Hab heute schon 80 % der Steine rausgeholt und nach Größe sortiert abgelegt. Morgen gehts weiter - ebenfalls verbreitere ich duch die Folienrestmöglichkeit etwas meine Flachzone


----------



## 69pflanzenfreund69 (5. Aug. 2009)

*AW: kann hier ein Saugproblem entstehen ?*

nun mal wieder ich 

also ich hab mich heute beim buddeln nun dafür entschieden die Flachzonen etwas größer zu machen und die Folie nicht umzuklappen, 60 % sind schon gebuddelt und morg en is der Rest dranne - dann gibbet auch Fotos. Dann kommt dat Wasser rein um den Folienschnittpunkt  festzustellen und dann geht et mit die Wurzelsperre weiter


----------



## Annett (6. Aug. 2009)

*AW: kann hier ein Saugproblem entstehen ?*

Hallo Ralf.

Gute Entscheidung. 
Bin schon auf das Ergebnis und die Fotos gespannt.


----------



## 69pflanzenfreund69 (8. Aug. 2009)

*AW: kann hier ein Saugproblem entstehen ?*

Hi,

gestern Abend habe ich nun fast alles geschafft.

Vorher:

 

alle Steine absammeln und nach Größe sortieren, eingebuddelte Folie abschnibbeln und umklappen, den Flachbreich entsprechend der vorhandenen Folie ausbuddeln und vergrößern + die rausgeholte Erde außen drann pappen + mit der Kelle richtig festkloppen:

   

danach Wasser und Estrichsand 0-8mm (600 Kg) rein und erst grob die Ränder abschnibbeln und danach nochmal ganz fein. Danach von innen mit Steinen den aufrechtstehenden Folienrand stabilisiert. Unkrautvlies drauf und kleine Steine drauf:

   

Nun kamen die Gardinenstäbe und die farblose Angelschnur wurde erst ringsherum und dann noch drüber kreuz und quer gespannt:


  

Es war ne schweine Arbeit und es gibt noch einiges zu tun - die ganzen großen Steine müssen noch verlegt werden. Die Fischies und __ Frösche fühlen sich wohl und freuen sich wenn die Action weitergeht und endlich mal was los ist am Teich  Der Teich ist lt. Wasserzähler auch gleich um 1.500L gewachsen, also nun ca. 9.000 L groß.


----------



## 69pflanzenfreund69 (9. Aug. 2009)

*AW: kann hier ein Saugproblem entstehen ?*

Moin,

ich hatte noch vergessen zu schreiben, dass ich alle Pflanzen aus ihren Töpfen befreit habe, die Erde abgespült und geteilt habe. Von dem Sumpfvergissmeinnicht habe ich mich bis auf eine Pflanze getrennt.

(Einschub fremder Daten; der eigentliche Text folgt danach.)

PR #2420, opened 2024-05-21
feat: add dropdown component

FrederikBolding:
Adds support for a `Dropdown` component, that can be used on its own or as part of a `Field`.

```jsx
<Dropdown name="dropdown" value="option3">
  <DropdownOption value="option1">Option 1</DropdownOption>
  <DropdownOption value="option2">Option 2</DropdownOption>
  <DropdownOption value="option3">Option 3</DropdownOption>
</Dropdown>
```

Similarly to `Input`, it optionally uses `value` to determine the initial value/preselected dropdown item. This can also be used to control the input when re-rendering with `snap_updateInterface`. The dropdown will also trigger `InputChangeEvent` similarly to an `Input`.

This PR mostly adds validation and types for this new component as well as some handling for the form state. This will need a follow-up PR in the extension to complete integration. This PR also adds support for `selectInDropdown` to `snaps-jest` and uses this new component in the Interactive UI example Snap.

Progresses https://github.com/MetaMask/MetaMask-planning/issues/1575

### DIFF
--- a/packages/snaps-sdk/src/jsx/components/form/Dropdown.ts
+++ b/packages/snaps-sdk/src/jsx/components/form/Dropdown.ts
@@ -1,17 +1,19 @@
 import type { MaybeArray } from '../../component';
 import { createSnapComponent } from '../../component';
-import type { DropdownOptionElement } from './DropdownOption';
+import type { OptionElement } from './Option';
 
 /**
  * The props of the {@link Dropdown} component.
  *
  * @property name - The name of the dropdown. This is used to identify the
  * state in the form data.
+ * @property value - The selected value of the dropdown.
+ * @property children - The children of the dropdown.
  */
 type DropdownProps = {
   name: string;
   value?: string;
-  children: MaybeArray<DropdownOptionElement>;
+  children: MaybeArray<OptionElement>;
 };
 
 const TYPE = 'Dropdown';
@@ -23,12 +25,14 @@ const TYPE = 'Dropdown';
  * @param props - The props of the component.
  * @param props.name - The name of the dropdown field. This is used to identify the
  * state in the form data.
+ * @param props.value - The selected value of the dropdown.
+ * @param props.children - The children of the dropdown.
  * @returns A dropdown element.
  * @example
  * <Dropdown name="dropdown">
- *  <DropdownOption value="option1">Option 1</DropdownOption>
- *  <DropdownOption value="option2">Option 2</DropdownOption>
- *  <DropdownOption value="option3">Option 3</DropdownOption>
+ *  <Option value="option1">Option 1</Option>
+ *  <Option value="option2">Option 2</Option>
+ *  <Option value="option3">Option 3</Option>
  * </Dropdown>
  */
 export const Dropdown = createSnapComponent<DropdownProps, typeof TYPE>(TYPE);
--- a/packages/snaps-sdk/src/jsx/components/form/Dropdown.ts
+++ b/packages/snaps-sdk/src/jsx/components/form/Dropdown.ts
@@ -1,0 +1,42 @@
+import type { MaybeArray } from '../../component';
+import { createSnapComponent } from '../../component';
+import type { DropdownOptionElement } from './DropdownOption';
+
+// TODO: Add the `onChange` prop to the `InputProps` type.
+
+/**
+ * The props of the {@link Dropdown} component.
+ *
+ * @property name - The name of the dropdown. This is used to identify the
+ * state in the form data.
+ */
+type DropdownProps = {
+  name: string;
+  children: MaybeArray<DropdownOptionElement>;
+};
+
+const TYPE = 'Dropdown';
+
+/**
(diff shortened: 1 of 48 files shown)


packages/snaps-sdk/src/jsx/components/form/Dropdown.ts
```diff
@@ -0,0 +1,43 @@
+import type { MaybeArray } from '../../component';
+import { createSnapComponent } from '../../component';
+import type { DropdownOptionElement } from './DropdownOption';
+
+// TODO: Add the `onChange` prop to the `InputProps` type.
```
GuillaumeRx, line 5:
```suggestion
// TODO: Add the `onChange` prop to the `DropdownProps` type.
```

packages/snaps-sdk/src/jsx/components/form/DropdownOption.ts
```diff
@@ -0,0 +1,43 @@
+import { createSnapComponent } from '../../component';
+
+// TODO: Add the `onChange` prop to the `InputProps` type.
```
GuillaumeRx, line 3: Remove ?

GuillaumeRx (changes requested):

packages/snaps-sdk/src/jsx/components/form/DropdownOption.ts
```diff
@@ -0,0 +1,41 @@
...
+ * state in the form data.
+ * @returns A dropdown option element.
+ * @example
+ * <Dropdown name="dropdown">
+ *  <DropdownOption value="option1">Option 1</DropdownOption>
+ *  <DropdownOption value="option2">Option 2</DropdownOption>
+ *  <DropdownOption value="option3">Option 3</DropdownOption>
+ * </Dropdown>
+ */
+export const DropdownOption = createSnapComponent<
```
Mrtenz, line 31: Should we just name this `Option`, like HTML's `<select>` and `<option>`? This seems cleaner:

```tsx
<Dropdown name="dropdown">
  <Option value="option1">Option 1</DropdownOption>
  <Option value="option2">Option 2</DropdownOption>
  <Option value="option3">Option 3</DropdownOption>
</Dropdown>
```

packages/snaps-sdk/src/jsx/components/form/DropdownOption.ts
```diff
@@ -0,0 +1,41 @@
+import { createSnapComponent } from '../../component';
+
+/**
+ * The props of the {@link Dropdown} component.
+ *
+ * @property value - The value of the dropdown option. This is used to populate the
+ * state in the form data.
```
Mrtenz, line 7: Missing documentation for `children`.

packages/snaps-sdk/src/jsx/components/form/Dropdown.ts
```diff
@@ -0,0 +1,41 @@
+import type { MaybeArray } from '../../component';
+import { createSnapComponent } from '../../component';
+import type { DropdownOptionElement } from './DropdownOption';
+
+/**
+ * The props of the {@link Dropdown} component.
+ *
+ * @property name - The name of the dropdown. This is used to identify the
+ * state in the form data.
```
Mrtenz, line 9: Missing documentation for `value` and `children`.

packages/snaps-sdk/src/jsx/components/form/DropdownOption.ts
FrederikBolding: I was thinking that too, just curious if it is obvious enough 😄

packages/snaps-sdk/src/jsx/components/form/Dropdown.ts
```diff
@@ -0,0 +1,41 @@
...
+ */
+type DropdownProps = {
```
Mrtenz, line 11: Maybe we should support a `placeholder` and default option here?

FrederikBolding: Default option is the same as using `value`. The underlying DS component doesn't support a `placeholder` so I would vote we put that off

packages/snaps-sdk/src/jsx/components/form/DropdownOption.ts
Mrtenz: Obvious enough in what sense? It's a direct child of `Dropdown` so I think it should be clear what it does, and it's consistent with what I've been trying to do with other components (i.e., `Field` instead of `FormField`).

packages/snaps-sdk/src/jsx/components/form/Option.ts
```diff
@@ -0,0 +1,40 @@
+import { createSnapComponent } from '../../component';
+
+/**
+ * The props of the {@link Dropdown} component.
```
Mrtenz, line 4:
```suggestion
 * The props of the {@link Option} component.
```

GuillaumeRx (approved):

Heute ist das Wasser schon sehr klar geworden, den Fischis gehts weiterhin supi und die Wasserwerte stimmen auch.


----------



## 69pflanzenfreund69 (10. Sep. 2009)

*AW: kann hier ein Saugproblem entstehen ?*

Guten Morgen,

heute früh war ein __ Reiher da und ich konnte beobachten wie meine Angelsehnenkonstruktion den Reiher abgeschreckt hat. Er kannte wohl so eine fast nicht sichtbare Kontstruktion noch nicht und war etwas verwundert  - er hatte dann die __ Nase voll und blieb noch einige Zeit in einem Tannenwipfel sitzen bis er dann bedröppelt wechflog.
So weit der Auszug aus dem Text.